Assignment. Nothing but the lines from the one containing "https://github.com/MithrilJS/mithril.js/blob/next/mithril.js" to the end of the material should be returned, each exactly as written.

The data.
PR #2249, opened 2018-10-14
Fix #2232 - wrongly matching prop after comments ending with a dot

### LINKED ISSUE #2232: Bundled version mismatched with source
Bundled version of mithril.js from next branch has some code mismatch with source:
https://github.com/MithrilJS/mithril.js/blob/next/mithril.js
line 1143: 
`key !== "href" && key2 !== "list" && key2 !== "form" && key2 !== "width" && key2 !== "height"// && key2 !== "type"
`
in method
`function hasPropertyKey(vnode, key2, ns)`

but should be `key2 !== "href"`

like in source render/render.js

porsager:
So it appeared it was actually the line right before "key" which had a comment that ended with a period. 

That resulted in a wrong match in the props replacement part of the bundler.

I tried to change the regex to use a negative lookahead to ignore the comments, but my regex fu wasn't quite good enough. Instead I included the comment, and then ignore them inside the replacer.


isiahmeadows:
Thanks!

Response box.
https://github.com/MithrilJS/mithril.js/blob/next/mithril.js
line 1143: 
`key !== "href" && key2 !== "list" && key2 !== "form" && key2 !== "width" && key2 !== "height"// && key2 !== "type"
`
in method
`function hasPropertyKey(vnode, key2, ns)`

but should be `key2 !== "href"`

like in source render/render.js

porsager:
So it appeared it was actually the line right before "key" which had a comment that ended with a period. 

That resulted in a wrong match in the props replacement part of the bundler.

I tried to change the regex to use a negative lookahead to ignore the comments, but my regex fu wasn't quite good enough. Instead I included the comment, and then ignore them inside the replacer.


isiahmeadows:
Thanks!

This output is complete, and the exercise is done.